> _Records to use_:
PR #2429, opened 2026-06-30
perf: focus on main entities used by ux.

rh-jfuller:
## Summary by Sourcery

Optimize SBOM summary construction and license search queries to reduce per-entity database calls and improve performance.

New Features:
- Add batch queries to compute package counts and describes-packages for multiple SBOMs at once.

Enhancements:
- Refactor SBOM summary construction to use batched queries instead of per-entity lookups.
- Introduce an SbomHead::from_parts constructor for building summaries from pre-fetched data.
- Adjust license search union query to avoid DISTINCT, use UNION ALL, and conditionally apply ordering while ensuring correct count queries.


rh-jfuller:
will be superseded by #2430

PR #8409, opened 2025-02-01
Fix misuse of TLSX_KeyShare_Find()

egorpugin:
TLSX_KeyShare_Find() returns 1 on success and condition has incorrect non-inverted logic.

# Description

Here you can see correct condition logic.
https://github.com/wolfSSL/wolfssl/blob/master/src/tls.c#L9235

# Testing

I tried to connect from example client to example server using single TLS13-SM4-GCM-SM3 suite.

### DIFF
--- a/src/tls.c
+++ b/src/tls.c
@@ -9277,7 +9277,7 @@ int TLSX_KeyShare_Parse(WOLFSSL* ssl, const byte* input, word16 length,
             }
 
             /* Check if the group was sent. */
-            if (TLSX_KeyShare_Find(ssl, group)) {
+            if (!TLSX_KeyShare_Find(ssl, group)) {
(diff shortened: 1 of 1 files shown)


embhorn:
Hi @egorpugin 

Thanks for sharing this issue. We do not typically accept small changes, but I can fix this in another PR. Do you intend to create more PR's for wolfSSL? If so, email us at support@wolfssl.com to request a contributor agreement.

Thanks,
@embhorn

dgarske:
@SparkiDev can you please review this bug report from @egorpugin (third party / not approved contributor) and see if this change makes sense?

SparkiDev:
Hi @egorpugin

I've updated the comments for the code in this area to more clearly explain what is going on: #8417
The code here is correct.

Sean

PR #8414, opened 2025-02-03
Fix potential memory leak on error in wolfSSL_EVP_SignFinal()

nielsdos:
# Description

`ecdsaSig` is a local variable pointing to new memory, but the error path in `ret <= 0 || ret > (int)*siglen` does not free this. Fix it by adding a wolfSSL_ECDSA_SIG_free() in this path.

Note: this was found by an experimental static analyser I'm developing, so it's possible that I'm missing some details as I'm not very familiar with the code.

# Testing

Tested by hand by hardcoding the error condition to true.

# Checklist

 - [ ] added tests
 - [ ] updated/added doxygen
 - [ ] updated appropriate READMEs
 - [ ] Updated manual and documentation

PR #8415, opened 2025-02-03
Fix potential memory leak on error in LoadCRL()

nielsdos:
# Description

If ProcessFile() fails, the code does not clean up readCtx. Perform the same cleanup as after the loop to fix this.

Note: this was found by an experimental static analyser I'm developing, so it's possible that I'm missing some details as I'm not very familiar with the code.

# Testing

It appears that this if condition is not hit when running `make test`, unless I miss something. So I didn't know how to test this.

# Checklist

 - [ ] added tests
 - [ ] updated/added doxygen


embhorn:
Hi @nielsdos 

Please let us know the details requested from your previous PR #8414

PR #8485, opened 2025-02-21
fix failing build if not found standard threads support

jmalak:
# Description

Threads::Threads is not defined, if standard support not found for some reason
if custom threads support is used then it happen always
of cause some tests relates to standard threads support then it fails during build, but build is started and only some tests fail or can be suppressed

# Testing

How did you test?

# Checklist

 - [ ] added tests
 - [ ] updated/added doxygen


embhorn:
@jmalak is an approved contributor

embhorn (approved):

dgarske (approved):

PR #8491, opened 2025-02-23
correct comment for _WINSOCKAPI_ macro manipulation

jmalak:
# Description

add correct comment

The issue is with MINGW winsock2.h header file which is not compatible with Miscrosoft version
and handle **`_WINSOCKAPI_`** macro differently

# Testing

How did you test?

# Checklist

 - [ ] added tests
 - [ ] updated/added doxygen


embhorn:
@jmalak is an approved contributor

PR #8511, opened 2025-02-26
SHA256: Intel flags has SHA but not AVX1 or AVX2

SparkiDev:
# Description

Reversal of bytes when IS_INTEL_SHA only is same as when AVX1 or AVX2.

Fixes zd#19439

# Testing

Try with a machine that supports Intel SHA instructions but isn't supporting AVX1.

# Checklist

 - [ ] added tests
 - [ ] updated/added doxygen


SparkiDev:
retest this please

Hudson:

dgarske (approved):

PR #8527, opened 2025-03-04
SP int: inline asm improvements and mont reduce simplifications

### LINKED ISSUE #8523: [Bug]: Invalid inline asm for ARM32
### Contact Details

 aribes96@gmail.com

### Version

5.7.6-stable

### Description

I am compiling for `ARM32` using gcc `4.3.3`

I run configure like this
~~~sh
./configure --host=arm-linux
~~~

At the end of the configure there is this line
~~~sh
---
./configure flags: '--host=arm-linux' 'host_alias=arm-linux' 'CC=arm-unknown-linux-gnueabi-gcc' 'CFLAGS=-march=armv5te' 'CPP=arm-unknown-linux-gnueabi-cpp'
---
~~~

When running `make`, it complains with this

~~~sh
wolfcrypt/src/sp_int.c: In function '_sp_mul_d':
wolfcrypt/src/sp_int.c:6561: error: expected string literal before ')' token
~~~

The relevant line is this
~~~c
        /* Multiply and add into low and high from previous result.
         * No overflow of possible with add. */
        SP_ASM_MUL_ADD_NO(l, h, a->dp[i], d);
~~~

And for my particular build, the macro `SP_ASM_MUL_ADD_NO` uses this expansion

~~~c
/* Multiply va by vb and add double size result into: vh | vl */
#define SP_ASM_MUL_ADD_NO(vl, vh, va, vb)                \
    __asm__ __volatile__ (                               \
        "umlal	%[l], %[h], %[a], %[b]	\n\t"            \
        : [l] "+r" (vl), [h] "+r" (vh)                   \
        : [a] "r" (va), [b] "r" (vb)                     \
        :                                                \
    )
~~~
(this is `wolfcrypt/src/sp_int.c:1161`)

I am not very familiar with inline assembly, but some googling shows that using `cc` for the clobbers would help

~~~c
/* Multiply va by vb and add double size result into: vh | vl */
#define SP_ASM_MUL_ADD_NO(vl, vh, va, vb)                \
    __asm__ __volatile__ (                               \
        "umlal	%[l], %[h], %[a], %[b]	\n\t"            \
        : [l] "+r" (vl), [h] "+r" (vh)                   \
        : [a] "r" (va), [b] "r" (vb)                     \
        : "cc"                                           \
    )
~~~

Indeed, when I add the `cc` the code does compile fine.

In my case, I also had to fix macro `SP_ASM_MUL_SET`

~~~c
/* Multiply va by vb and store double size result in: vo | vh | vl */
#define SP_ASM_MUL_SET(vl, vh, vo, va, vb)               \
    __asm__ __volatile__ (                               \
        "umull	%[l], %[h], %[a], %[b]	\n\t"            \
        "mov	%[o], #0		\n\t"            \
        : [l] "+r" (vl), [h] "+r" (vh), [o] "=r" (vo)    \
        : [a] "r" (va), [b] "r" (vb)                     \
        : "cc"                                           \
    )
~~~
(this is `wolfcrypt/src/sp_int.c:1141`)

I'm not sure if this is a problem only for old versions of gcc, or if the code is indeed wrong. If the problem is in the code, maybe the fix should be applied also to other parts that I don't happen to catch because my settings don't compile it

### Reproduction steps

_No response_

### Relevant log output

```shell

```

SparkiDev:
# Description

SP int inline asm:
- allow input variables to be either registers or memory for Intel x86/x64 (minor performance improvement)
  - don't have memory in clobber list if output variables are registers
- remove empty clobber line in arm32/thumb2 code for old versions of gcc
_sp_mont_red():
  - simplify the code by not using extra variables
  - don't add to j in for loop check.

Fixes #8523

# Testing

Regression tested SP int code.

# Checklist

 - [ ] added tests
 - [ ] updated/added doxygen

### DIFF
--- a/wolfcrypt/src/sp_int.c
+++ b/wolfcrypt/src/sp_int.c
@@ -353,8 +353,8 @@ while (0)
         "movq	%%rax, %[l]	\n\t"                    \
         "movq	%%rdx, %[h]	\n\t"                    \
         : [h] "+r" (vh), [l] "+r" (vl)                   \
-        : [a] "m" (va), [b] "m" (vb)                     \
-        : "memory", "%rax", "%rdx", "cc"                 \
+        : [a] "rm" (va), [b] "rm" (vb)                   \
+        : "%rax", "%rdx", "cc"                           \
     )
 /* Multiply va by vb and store double size result in: vo | vh | vl */
 #define SP_ASM_MUL_SET(vl, vh, vo, va, vb)               \
@@ -377,7 +377,7 @@ while (0)
         "adcq	%%rdx, %[h]	\n\t"                    \
         "adcq	$0   , %[o]	\n\t"                    \
         : [l] "+r" (vl), [h] "+r" (vh), [o] "+r" (vo)    \
-        : [a] "m" (va), [b] "m" (vb)                     \
+        : [a] "rm" (va), [b] "rm" (vb)                   \
         : "%rax", "%rdx", "cc"                           \
     )
 /* Multiply va by vb and add double size result into: vh | vl */
@@ -388,7 +388,7 @@ while (0)
         "addq	%%rax, %[l]	\n\t"                    \
         "adcq	%%rdx, %[h]	\n\t"                    \
         : [l] "+r" (vl), [h] "+r" (vh)                   \
-        : [a] "m" (va), [b] "m" (vb)                     \
+        : [a] "rm" (va), [b] "rm" (vb)                   \
         : "%rax", "%rdx", "cc"                           \
     )
 /* Multiply va by vb and add double size result twice into: vo | vh | vl */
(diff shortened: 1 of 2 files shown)


SparkiDev:
retest this please

Hudson

wolfcrypt/src/sp_int.c
```diff
@@ -3482,7 +3475,7 @@ static WC_INLINE sp_int_digit sp_div_word(sp_int_digit hi, sp_int_digit lo,
         "mulhdu	%[h], %[a], %[b]	\n\t"            \
         : [h] "+r" (vh), [l] "+r" (vl)                   \
         : [a] "r" (va), [b] "r" (vb)                     \
-        : "memory"                                       \
+        :                                                \
```
ribes96, line 3478: Aren't other changes in this same commit precisely removing empty clobbers?

SparkiDev: For other platforms.

dgarske (approved):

> _Directions_:
Using the data above, transcribe the lines that run from the line with "If ProcessFile() fails, the" to the line with "PR #8527, opened 2025-03-04", both ends kept, and output nothing else.

> _Answer space_:
If ProcessFile() fails, the code does not clean up readCtx. Perform the same cleanup as after the loop to fix this.

Note: this was found by an experimental static analyser I'm developing, so it's possible that I'm missing some details as I'm not very familiar with the code.

# Testing

It appears that this if condition is not hit when running `make test`, unless I miss something. So I didn't know how to test this.

# Checklist

 - [ ] added tests
 - [ ] updated/added doxygen


embhorn:
Hi @nielsdos 

Please let us know the details requested from your previous PR #8414

PR #8485, opened 2025-02-21
fix failing build if not found standard threads support

jmalak:
# Description

Threads::Threads is not defined, if standard support not found for some reason
if custom threads support is used then it happen always
of cause some tests relates to standard threads support then it fails during build, but build is started and only some tests fail or can be suppressed

# Testing

How did you test?

# Checklist

 - [ ] added tests
 - [ ] updated/added doxygen


embhorn:
@jmalak is an approved contributor

embhorn (approved):

dgarske (approved):

PR #8491, opened 2025-02-23
correct comment for _WINSOCKAPI_ macro manipulation

jmalak:
# Description

add correct comment

The issue is with MINGW winsock2.h header file which is not compatible with Miscrosoft version
and handle **`_WINSOCKAPI_`** macro differently

# Testing

How did you test?

# Checklist

 - [ ] added tests
 - [ ] updated/added doxygen


embhorn:
@jmalak is an approved contributor

PR #8511, opened 2025-02-26
SHA256: Intel flags has SHA but not AVX1 or AVX2

SparkiDev:
# Description

Reversal of bytes when IS_INTEL_SHA only is same as when AVX1 or AVX2.

Fixes zd#19439

# Testing

Try with a machine that supports Intel SHA instructions but isn't supporting AVX1.

# Checklist

 - [ ] added tests
 - [ ] updated/added doxygen


SparkiDev:
retest this please

Hudson:

dgarske (approved):

PR #8527, opened 2025-03-04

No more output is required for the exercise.